La Francia si innamora di Leo in quell’ultima estate in città

A quasi mezzo secolo dalla prima pubblicazione in Italia, nel 1973 con l’editore Garzanti, la Francia scopre “L’ultima estate in città”, romanzo gioiello dello “sconosciuto“ Gianfranco Calligarich
Lo scrittore e sceneggiatore triestino Gianfranco Calligarich, 74 anni. Il 30 giugno riesce il suo esordio “L’ultima estate in città” (Bompiani)
Lo scrittore e sceneggiatore triestino Gianfranco Calligarich, 74 anni. Il 30 giugno riesce il suo esordio “L’ultima estate in città” (Bompiani)

“L’archeologia ha un pregio: riporta alla luce i tesori”, scrive Le Figaro Magazine nel febbraio scorso. E aggiunge “Questo romanzo è un capolavoro”: cinque stelle di valutazione, eccellente. “Sensazionale fino ai minimi dettagli” annota Elle negli stessi giorni.
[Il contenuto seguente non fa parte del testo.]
PR #8073, opened 2023-02-14
feat(aws): Add Support for CloudWatch Filter Subscriptions

bbernays:
#### Summary

Moved functions defined in `_fetch` files into the same file where the table is defined


erezrokah (approved):

plugins/source/aws/docs/tables/aws_cloudwatchlogs_log_group_subscription_filters.md
```diff
@@ -0,0 +1,27 @@
+# Table: aws_cloudwatchlogs_log_group_subscription_filters
+
+https://docs.aws.amazon.com/AmazonCloudWatchLogs/latest/APIReference/API_SubscriptionFilter.html
+
+The composite primary key for this table is (**account_id**, **region**, **creation_time**, **filter_name**).
```
disq, line 5: No log group in the PKs? maybe add `log_group_arn` and remove account_id/region? (can't say anything about the creation time being in the PKs...)

plugins/source/aws/resources/services/cloudwatchlogs/subscription_filters.go
```diff
@@ -0,0 +1,39 @@
...
+		Multiplex:   client.ServiceAccountRegionMultiplexer("logs"),
+		Transform:   transformers.TransformWithStruct(&types.SubscriptionFilter{}, transformers.WithPrimaryKeys("FilterName", "CreationTime")),
+		Columns: []schema.Column{
+			client.DefaultAccountIDColumn(true),
+			client.DefaultRegionColumn(true),
+		},
+	}
+}
+func fetchCloudwatchlogsSubscriptionFilters(ctx context.Context, meta schema.ClientMeta, parent *schema.Resource, res chan<- any) error {
+	var config cloudwatchlogs.DescribeSubscriptionFiltersInput
```
disq, line 27: Not using a log group from the parent as input, so this resource should be on the top level?

disq (changes requested):
Requesting changes for PKs and the subresourceness

plugins/source/aws/resources/services/cloudwatchlogs/subscription_filters.go
```diff
@@ -0,0 +1,47 @@
...
+		Multiplex:   client.ServiceAccountRegionMultiplexer("logs"),
+		Transform:   transformers.TransformWithStruct(&types.SubscriptionFilter{}, transformers.WithPrimaryKeys("FilterName", "CreationTime")),
+		Columns: []schema.Column{
+			client.DefaultAccountIDColumn(false),
+			client.DefaultRegionColumn(false),
+			{
+				Name:        "log_group_arn",
+				Description: "The Amazon Resource Name (ARN) of the log group.",
+				Type:        schema.TypeString,
+				Resolver:    schema.ParentColumnResolver("arn"),
```
disq, line 27: Missing PK def here

plugins/source/aws/resources/services/cloudwatchlogs/subscription_filters.go
```diff
@@ -0,0 +1,47 @@
...
+			},
+		},
+	}
+}
+func fetchCloudwatchlogsSubscriptionFilters(ctx context.Context, meta schema.ClientMeta, parent *schema.Resource, res chan<- any) error {
+	config := cloudwatchlogs.DescribeSubscriptionFiltersInput{
+		LogGroupName: parent.Item.(types.LogGroup).LogGroupName,
```
disq, line 37: Having this here adds an extra call per log group. If the API allows loggroupless query (I'm inventing new words today) it would be better to do it that way to save on api calls, as with the metric filters. In that case the resource would need to be moved to the top level.

bbernays: It doesn't... That line had gotten removed while cleaning up the PR

disq (approved):

plugins/source/aws/resources/services/cloudwatchlogs/subscription_filters.go
bbernays: Screenshot 2023-02-14 at 10 15 28 AM

Issue #6247, opened 2023-01-02
[GitHub] Support GitHub Traffic API endpoints


hermanschaaf:
The GitHub API reports on repository traffic https://docs.github.com/en/rest/metrics/traffic?apiVersion=2022-11-28#about-the-repository-traffic-api but only retains data for 14 days. It would be useful if CloudQuery could be used to sync this data on a regular basis so that it can be retained somewhere for historical analysis.

PR #8074, opened 2023-02-14
feat(github): Add repositories multiplexer

erezrokah:
#### Summary

A first step for implementing https://github.com/cloudquery/cloudquery/issues/6247.
The APIs in that issue require passing a repository. We already list those twice for `github_workflows` and `github_repositories` so I think it's time to add a multiplexer


plugins/source/github/resources/services/actions/workflows_fetch.go
```diff
@@ -17,30 +17,18 @@ type Workflow struct {
...
-			actionOpts := &github.ListOptions{PerPage: 100}
-			for {
-				workflows, resp, err := c.Github.Actions.ListWorkflows(ctx, *repo.Owner.Login, *repo.Name, actionOpts)
-				if err != nil {
-					return err
-				}
-				for _, w := range workflows.Workflows {
-					res <- Workflow{Workflow: w, Repository: *repo.Name}
-				}
-				opts.Page = resp.NextPage
```
erezrokah, line 36: There was a bug here, this should be `actionOpts.Page`

plugins/source/github/resources/services/repositories/repositories_test.go
```diff
@@ -13,18 +13,6 @@ import (
 func buildRepositiories(t *testing.T, ctrl *gomock.Controller) client.GithubServices {
 	mock := mocks.NewMockRepositoriesService(ctrl)
 
-	var cs github.Repository
```
erezrokah, line 16: Moved to `GithubMockTestHelper` as needed by the multiplexer

plugins/source/github/client/client.go
```diff
@@ -74,6 +90,28 @@ func Configure(ctx context.Context, logger zerolog.Logger, s specs.Source, _ sou
...
 	}, nil
 }
+
+func discoverRepositories(ctx context.Context, client *github.Client, orgs []string) (map[string][]*github.Repository, error) {
+	opts := &github.RepositoryListByOrgOptions{ListOptions: github.ListOptions{PerPage: 100}}
+
+	orgRepos := make(map[string][]*github.Repository)
+	for _, org := range orgs {
+		for {
+			repos, resp, err := client.Repositories.ListByOrg(ctx, org, opts)
```
hermanschaaf, line 104: Since we're here.... it would be really nice if this also supported personal accounts, not just orgs 😄 

But happy to leave that for a future update also

erezrokah: Yeah, I think it's another feature, as our spec says `orgs` and we'll need to verify the API calls in all the resources (I think not all GitHub APIs are supported for personal accounts)

hermanschaaf (approved):
👍

PR #8075, opened 2023-02-14
chore: Remove crowdstrike plugin

bbernays:


website/versions/source-crowdstrike.json
```diff
@@ -1 +0,0 @@
-{ "latest": "plugins-source-crowdstrike-v1.1.4" }
```
erezrokah, line 1: I think you need to delete this file altogether

hermanschaaf (approved):

bbernays:
@hermanschaaf - This will need to be force merged I think

PR #8099, opened 2023-02-14
fix(azure): Ensure spec subscriptions are unique

erezrokah:
#### Summary

Fixes https://github.com/cloudquery/cloudquery-issues/issues/491 (internal issue)
Fixes https://github.com/cloudquery/cloudquery-issues/issues/492 (internal issue)

After looking at the data and sample responses:
https://learn.microsoft.com/en-us/rest/api/firewall/azure-firewall-fqdn-tags/list-all?tabs=HTTP
https://learn.microsoft.com/en-us/rest/api/expressroute/express-route-service-providers/list?tabs=HTTP#expressrouteserviceprovider, I think the PKs for these tables are configured correctly `(subscription_id,id)` and can't cause duplicates as far as I can tell.

However I was able to reproduce the issue by specifying a duplicate subscription in the config, for example:

```yaml
kind: source
spec:
  name: azure
  version: v4.1.1
  destinations: [file]
  path: cloudquery/azure
  tables: [azure_network_express_route_service_providers, azure_network_azure_firewall_fqdn_tags]
  spec:
    subscriptions:
      - <sub_1>
      - <sub_1>
---
kind: destination
spec:
  name: file
  path: cloudquery/file
  version: "v1.1.0"
  write_mode: "append"
  spec:
    directory: "./cq_csv_output"
    format: "csv"
```


plugins/source/azure/client/client.go
```diff
@@ -116,9 +117,10 @@ func New(ctx context.Context, logger zerolog.Logger, s specs.Source, _ source.Op
 		return nil, fmt.Errorf("failed to unmarshal gcp spec: %w", err)
 	}
 
+	uniqueSubscriptions := funk.Uniq(spec.Subscriptions).([]string)
```
candiduslynx, line 120: I'd rather use [slices.Compact](https://pkg.go.dev/golang.org/x/exp/slices#Compact) along with [slices.Sort](https://pkg.go.dev/golang.org/x/exp/slices#Sort)
```suggestion
	uniqueSubscriptions := slices.Compact(slices.Sort(spec.Subscriptions))
```

candiduslynx:
Do we want to ensure the same thing on other plugins? (e.g., AWS, GCP)

plugins/source/azure/client/client.go
candiduslynx: (because it's a part of Go tooling & they're bringing this package to main stdlib as well)

erezrokah: Nice one, but I'm not sure we should change the order of how subscriptions are defined in the spec, as I would expected CloudQuery to sync those in order

erezrokah:
> Do we want to ensure the same thing on other plugins? (e.g., AWS, GCP)

I think it's worth verify it

hermanschaaf (approved):

disq (approved):

PR #8106, opened 2023-02-14
refactor(github): Move fetch methods into table definitions files, use SDK resolvers instead of custom ones, use shared `RepositoryIdColumn`

candiduslynx:


erezrokah (changes requested):
Thanks for the PR @candiduslynx, can we scope the code in this PR to only do the change in the title?

It's hard to review with all the refactoring (which should be done in a separate `chore:` PR).
Also what's the reason we need `repository_id` as PK for `github_workflows`? Isn't `org` and `id` enough? Have we seen duplicate PK errors for this resource?

yevgenypats (changes requested):
Very hard to review. What does streamline means?

candiduslynx:
@yevgenypats 
1. Use `client.RepositoryIDColumn` where appropriate/possible
2. Move fetchers to the files defining tables (no extra `_fetch.go` file
3. Remove unnecessary resolvers:
  * `client.ResolveParentColumn` -> `schema.ParentColumnResolver`
  * drop `client.ResolveGrandParentColumn`)

erezrokah (approved):
Looks good, I updated the title to reflect the changes (from the title I think we can figure out that there are 2 distinct changes in this PR)

yevgenypats (approved):

PR #8124, opened 2023-02-15
chore(workflows): Run gen check prior to tests

candiduslynx:


erezrokah (commented):
I think `make gen` implicity builds as it runs `go run main.go doc` so needs to build the code?
Maybe keep `build` first? I don't have a strong opinon regardless

hermanschaaf (approved):
I would also probably move the build step to be before the `gen` step, but not a blocker for me 👍

Issue #7929, opened 2023-02-11
Azure Network Resources


jsonpr:
Network Interface IP Configurations
https://learn.microsoft.com/en-us/rest/api/virtualnetwork/network-interface-ip-configurations/list?tabs=HTTP

Network Subnets
https://learn.microsoft.com/en-us/rest/api/virtualnetwork/subnets/list?tabs=HTTP

PR #8126, opened 2023-02-15
feat(azure): Add network: interface_ip_configurations and virtual_network_subnets

disq:
Implements #7929


erezrokah (commented):
Looks great @disq, but I think we don't add a reference to the parent unless required for PK purposes

disq:
> Looks great @disq, but I think we don't add a reference to the parent unless required for PK purposes, isn't `ID` enough for that?

Yes `ID` includes the PK but wouldn't it be hard to match with parent as one would have to parse the ID and remove the last two parts (`/databases/<name>`) to get to the parent?

erezrokah:
> Yes `ID` includes the PK but wouldn't it be hard to match with parent as one would have to parse the ID and remove the last two parts (`/databases/<name>`) to get to the parent?

I agree. My comment intedened to keep the plugin consistent. If we add a parent ref we should do it for all relational tables and decide on a naming convention so maybe out of scope for this PR. cc @yevgenypats

erezrokah (approved):

Issue #7927, opened 2023-02-11
Azure ExpressRoute Resources


jsonpr:
Express Route Circuit Authorization
Express Route Circuit Peering
Express Route Filter and Filter Rules

PR #8128, opened 2023-02-15
feat(azure): Add network ExpressRoute circuit authorizations and peerings

disq:
Implements #7927


erezrokah (commented):
Same as https://github.com/cloudquery/cloudquery/pull/8126#pullrequestreview-1299315421

erezrokah (approved):

PR #8130, opened 2023-02-15
fix(aws)!: Step Function Executions And MapRuns

bbernays:
#### Summary

I have validated that data is able to be populated in all tables:
Screenshot 2023-02-15 at 9 18 19 AM

With no errors or panics
Screenshot 2023-02-15 at 9 18 53 AM


disq (approved):
PR prefix needs to be `fix(aws)!` because of the breaking (breaking what's already broken I know) change

Issue #7188, opened 2023-01-25
Support for AWS Trusted Advisor


jsonpr:
Support for AWS Trusted Advisor Recommendations (AWS Best Practices)

erezrokah:
Hi all 👋 Thanks for up voting the issue 🚀  I've opened a PR to support this resource and other support related resources.
We're having a bit of a discussion on the PR if to add data for each language or only for English. Feel free to comment on the PR

PR #8131, opened 2023-02-15
fix(aws): Use `credentialScope.region` if exists when generating regions data

erezrokah:
#### Summary

Required for https://github.com/cloudquery/cloudquery/issues/7188. I think our endpoints generation script has a bug.
We use endpoints as regions, but that's not a 1-1 mapping.
For example `access-analyzer` on region `ca-central-1` has more than one endpoint, the standard one and a FIPS one at `access-analyzer-fips.ca-central-1.amazonaws.com`, see:
https://github.com/aws/aws-sdk-go-v2/blob/1f9c50e881aca24ab2bf8ee0e8d15be7f19a056a/codegen/smithy-aws-go-codegen/src/main/resources/software/amazon/smithy/aws/go/codegen/endpoints.json#L114

Our current script adds `fips-ca-central-1` as a region, but it's not. It's just a different endpoint you can use for the REST API if you need to be FIPS compliant (as I far as I can undertand from https://aws.amazon.com/compliance/fips/).

Another issue, blocking https://github.com/cloudquery/cloudquery/issues/7188, is that because we use endpoints as regions we have in our JSON file the `aws-global` region for some services (like `support`, in the mentioned blocked issue). `aws-global` is not returned when we list enabled regions for an account, so any services that has it in our mapping files are simply skipped.

This PR gets the region from `credentialScope.region` if exists, otherwise uses the endpoint key. This is based on the logic in the Go SDK that resolves endpoints from regions (basically the inverted logic).
If you're really curious see the code that resolves the correct endpoint based on the region:
https://github.com/aws/aws-sdk-go-v2/blob/1f9c50e881aca24ab2bf8ee0e8d15be7f19a056a/service/support/endpoints.go#L95
https://github.com/aws/aws-sdk-go-v2/blob/1f9c50e881aca24ab2bf8ee0e8d15be7f19a056a/internal/endpoints/v2/endpoints.go#L91
https://github.com/aws/aws-sdk-go-v2/blob/1f9c50e881aca24ab2bf8ee0e8d15be7f19a056a/internal/endpoints/v2/endpoints.go#L77

Opening for feedback as I'm not 100% sure I got this right


bbernays:
So I am not seeing the impact of having more regions listed in the file. We validate regions input based on `ec2.DescribeRegions`. For the the `global-aws` Any resource that uses `aws-global` doesn't use a regional multiplexer.

erezrokah:
> For the the `global-aws` Any resource that uses `aws-global` doesn't use a regional multiplexer.

What multiplexer they use? I tried using the account one for https://github.com/cloudquery/cloudquery/issues/7188 but that doesn't work well, as we use the first account region which maps to an endpoint that doesn't support for that resource:
https://github.com/cloudquery/cloudquery/blob/2425cce25e642473d90bcdf84b64399a8ac0808d/plugins/source/aws/client/client.go#L388

bbernays (approved):
LGTM. Thanks for explaining it to me

erezrokah:
OK so I think this will also fix issues like:
image

See https://github.com/cloudquery/cloudquery/pull/7816/files and https://github.com/cloudquery/cloudquery/pull/7811/files. I guess AWS was experimenting with a new FIPS endpoint

PR #8134, opened 2023-02-15
feat(aws): Support for Org Policies, Organizational Units and Roots

bbernays:


plugins/source/aws/resources/services/organizations/organizational_units.go
```diff
@@ -0,0 +1,96 @@
...
+	}
+	return nil
+}
+
+func getOUs(ctx context.Context, accountsApi services.OrganizationsClient, res chan<- any, parentID string) error {
+	q := []string{parentID}
+	var ou string
+	seenOUs := map[string]struct{}{}
+
+	for len(q) > 0 {
```
hermanschaaf, line 58: I thought this code looked familiar / quite like my own style, then I remembered I wrote it a while back for the AWS client. LGTM :)

bbernays: 100% I copied that straight from your work in the AWS Client...

hermanschaaf (approved):
LGTM 🚀

PR #8140, opened 2023-02-16
feat: Add Support resources (includes AWS Trusted Advisor)

erezrokah:
#### Summary

Fixes https://github.com/cloudquery/cloudquery/issues/7188 (trusted advisor is under `support package in the Go SDK).

So resources (e.g. severity) can be sync in different languages so added a multiplex for it (might be an overkill, and we can sync only english data, so happy to get feedback on this). 

Missing from this PR is https://docs.aws.amazon.com/awssupport/latest/APIReference/API_DescribeAttachment.html. Should I add it too?


hermanschaaf:
Are the Trusted Advisor results the same in all languages, just translated, or could they be different?

erezrokah:
> Are the Trusted Advisor results the same in all languages, just translated, or could they be different?

Specifally with `aws_support_trusted_advisor_checks` the checks are the same (same id different language), so the difference in the data is the translation. That's the reason for https://github.com/cloudquery/cloudquery/pull/8140/files#diff-b61b85903739a0f1122e5014a16c51fea232e93e6eeed0febaccdafb9bcd1981R31

plugins/source/aws/docs/tables/aws_support_trusted_advisor_check_results.md
```diff
@@ -0,0 +1,25 @@
...
+
+| Name          | Type          |
+| ------------- | ------------- |
+|_cq_source_name|String|
+|_cq_sync_time|Timestamp|
+|_cq_id (PK)|UUID|
+|_cq_parent_id|UUID|
+|account_id|String|
+|category_specific_summary|JSON|
+|check_id|String|
```
hermanschaaf, line 21: Could `check_id` serve as a primary key here?

erezrokah: Yes! Good catch, I missed that (thought we get a results array). Fixed in https://github.com/cloudquery/cloudquery/pull/8140/commits/1a10e80ef72917c3b0f3528b58fe838ea5df5da7

erezrokah:
See also https://github.com/cloudquery/cloudquery/issues/7188#issuecomment-1432843947

plugins/source/aws/docs/tables/aws_support_trusted_advisor_check_summaries.md
```diff
@@ -0,0 +1,25 @@
...
+
+| Name          | Type          |
+| ------------- | ------------- |
+|_cq_source_name|String|
+|_cq_sync_time|Timestamp|
+|_cq_id (PK)|UUID|
+|_cq_parent_id|UUID|
+|account_id|String|
+|category_specific_summary|JSON|
+|check_id|String|
```
hermanschaaf, line 21: It looks like this table could also use `check_id` as PK 🤔 But I think we also need to add `account_id`, `region` and `language_code` as columns here then (all the parent PK parts, basically), so that it's guaranteed to be unique

plugins/source/aws/docs/tables/aws_support_trusted_advisor_check_results.md
```diff
@@ -0,0 +1,25 @@
...
+
+| Name          | Type          |
+| ------------- | ------------- |
+|_cq_source_name|String|
+|_cq_sync_time|Timestamp|
+|_cq_id|UUID|
+|_cq_parent_id|UUID|
+|account_id|String|
+|category_specific_summary|JSON|
+|check_id (PK)|String|
```
hermanschaaf, line 21: same comment here (let me know if I got it wrong), but it looks like in addition to `check_id` we need `account_id`, `region` and `language_code`

plugins/source/aws/resources/services/support/trusted_advisor_check_summaries.go
```diff
@@ -0,0 +1,59 @@
...
+
+func fetchTrustedAdvisorCheckSummaries(ctx context.Context, meta schema.ClientMeta, parent *schema.Resource, res chan<- any) error {
+	c := meta.(*client.Client)
+	// No need to get the summary for each language, as those are the same have the same check id
+	if c.LanguageCode != "en" {
+		return nil
+	}
+	svc := c.Services().Support
+	check := parent.Item.(types.TrustedAdvisorCheckDescription)
+	input := support.DescribeTrustedAdvisorCheckSummariesInput{CheckIds: []string{aws.ToString(check.Id)}}
```
hermanschaaf, line 37: Looks like another case where https://github.com/cloudquery/plugin-sdk/issues/338 would have helped :)

hermanschaaf (changes requested):
Looks great! Let's just sort out those child table PKs if possible

plugins/source/aws/client/client.go
```diff
@@ -116,12 +117,16 @@ func (c *Client) Logger() *zerolog.Logger {
...
 func (c *Client) ID() string {
-	return strings.TrimRight(strings.Join([]string{
+	idStrings := []string{
 		c.AccountID,
 		c.Region,
 		c.AutoscalingNamespace,
 		string(c.WAFScope),
-	}, ":"), ":")
+	}
+	if c.LanguageCode != "" {
```
disq, line 126: Since we do a TrimRight(":") two lines below, we don't need this block. Should just add `c.LanguageCode` to the `[]string` defn above.

plugins/source/aws/resources/services/support/trusted_advisor_checks.go
```diff
@@ -0,0 +1,43 @@
...
+	"github.com/cloudquery/plugin-sdk/transformers"
+)
+
+func TrustedAdvisorChecks() *schema.Table {
+	return &schema.Table{
+		Name:        "aws_support_trusted_advisor_checks",
+		Description: `https://docs.aws.amazon.com/awssupport/latest/APIReference/API_DescribeTrustedAdvisorChecks.html`,
+		Resolver:    fetchTrustedAdvisorChecks,
+		Transform:   transformers.TransformWithStruct(&types.TrustedAdvisorCheckDescription{}, transformers.WithPrimaryKeys("Id")),
+		Multiplex:   client.ServiceAccountRegionsLanguageCodeMultiplex("support", []string{"en", "fr", "de", "id", "it", "ja", "ko", "pt_BR", "es", "zh", "zh_TW"}),
```
disq, line 20: Could extract the language list as a global []string here (unexported) so that it can be reused in the test as well. Otherwise the list being long could cause testing issues in the future (eg. test cases being forgotten for a newly added lang code)

plugins/source/aws/resources/services/support/trusted_advisor_check_summaries.go
erezrokah: 💯

plugins/source/aws/resources/services/support/trusted_advisor_checks.go
erezrokah: I think the test will fail it that case with a missing call (you need to mock each specific language code), but I'll do that anyways

plugins/source/aws/docs/tables/aws_support_trusted_advisor_check_results.md
erezrokah: `account_id` and `region` yes, but `language_code` no as we don't get this for each language:
https://github.com/cloudquery/cloudquery/pull/8140/files#diff-e2281beb0f75f74e18cbf10164be3cb5c89e063090181e2493b16dc915937e64R32

hermanschaaf: Yeah, but I would probably still include `language_code`, so it doesn't become a breaking change later (seeing as `language_code` is also part of the parent PK)

erezrokah (commented):
Thanks for the review @hermanschaaf and @disq. Good call on the PKs, followed up in https://github.com/cloudquery/cloudquery/pull/8140/commits/3fd3535ede405f0d2764a3db558a4a9629ee0b93 (with other fixes)

hermanschaaf (approved):

Issue #8137, opened 2023-02-15
aws_cloudformation_stack_resources omits stack_name and stack_id


jdg-journeyfront:
### Describe the Bug

Having successfully synced with AWS to my Postgres database, I'm inspecting my CloudFormation resources and it seems it's not possible to join the `aws_cloudformation_stacks` table with `aws_cloudformation_stack_resources` due to their being neither `stack_id` nor `stack_name` fields in that table.

### Expected Behavior

`aws_cloudformation_stack_resources` be written with `stack_id` and `stack_name` columns, especially as these fields are available from the API.

### CloudQuery Version

    $ cloudquery --version
    cloudquery version 2.3.9

Also with AWS plugin `v15.0.0`

### Steps to Reproduce

Here's my bare basic config file

``` yaml
---
kind: source
spec:
  name: aws
  path: cloudquery/aws
  version: v15.0.0
  destinations:
  - postgresql
  # spec: {}
---
kind: destination
spec:
  name: postgresql
  path: cloudquery/postgresql
  version: v2.0.10
  spec:
    connection_string: postgresql://postgres@172.17.0.2/postgres?sslmode=disable
```

SQL that I can't write.

``` sql
SELECT *
  FROM aws_cloudformation_stacks stack
  JOIN aws_cloudformation_stack_resources resource ON (stack.stack_id = resource.stack_id)
```

PR #8141, opened 2023-02-16
feat(aws): CloudFormation stack_resources to include stack id

disq:
Implements #8137 

~Having both stack name and stack id could be too much, maybe just keep stack_id?~


erezrokah (approved):
Looks, good, I'd use whatever is the PK for the parent

hermanschaaf (approved):

hermanschaaf:
The parent PK seems to be `arn`, so maybe we should include `stack_arn` as well? (We usually do this)

disq:
> The parent PK seems to be `arn`, so maybe we should include `stack_arn` as well? (We usually do this)

`id` and `arn` have the same value. We just took the api's exposed "id" and probably saw it's in the ARN format and created a duplicate `arn` column.

PR #8152, opened 2023-02-16
fix(aws): Fix error handling int `aws_alternate_contact` fetching

KMConner:
#### Summary

There are three types of AWS alternate contacts; BILLING, OPERATIONS, and SECURITY.
If one of the three contacts are not set, the plugin cannot fetch the other alternate contacts too.
This is because the fetch ends if an error, including `ResourceNotFoundException` occurrs.

So I fixed the error handling process so that `ResourceNotFoundException` will be ignored and other alternate contact information will be retrieved.


hermanschaaf (approved):
Looks good to me, thanks for the fix!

“Una lettura indimenticabile” si entusiasma Juliet Romeo della libreria La Madeleine di Lione sul Supplemento pagina dei librai. “Uno degli antieroi più accattivanti della letteratura italiana” lo definisce Veronique Cassarin-Grand sul settimanale l’Obs. “Non ce ne dimenticheremo facilmente”, dice Le Figaro letterario.

A quasi mezzo secolo dalla prima pubblicazione in Italia, nel 1973 con l’editore Garzanti, la Francia scopre “L’ultima estate in città”, romanzo gioiello dello “sconosciuto“ Gianfranco Calligarich. E se ne innamora. Il libro, uscito oltralpe a inizio 2021 con il prestigioso editore Gallimard e la traduzione di Laura Brignon, ha raccolto apprezzamenti unanimi, una poderosa rassegna stampa di articoli entusiastici e un gran successo di vendite. Il triestino Calligarich, 74 anni, di cui la critica francese si meraviglia di non aver mai sentito parlare, sarà tra gli ospiti di punta del festival Italissimo, dall’1 al 4 luglio a Parigi. Sulla scorta dell’exploit in Francia, l’esordio dì Calligarich, Premio Inedito 1973, è in corso di traduzione in diciassette lingue e sarà riedito anche in Italia, in libreria dal 30 giugno per Bompiani, con una preziosa nota di André Aciman.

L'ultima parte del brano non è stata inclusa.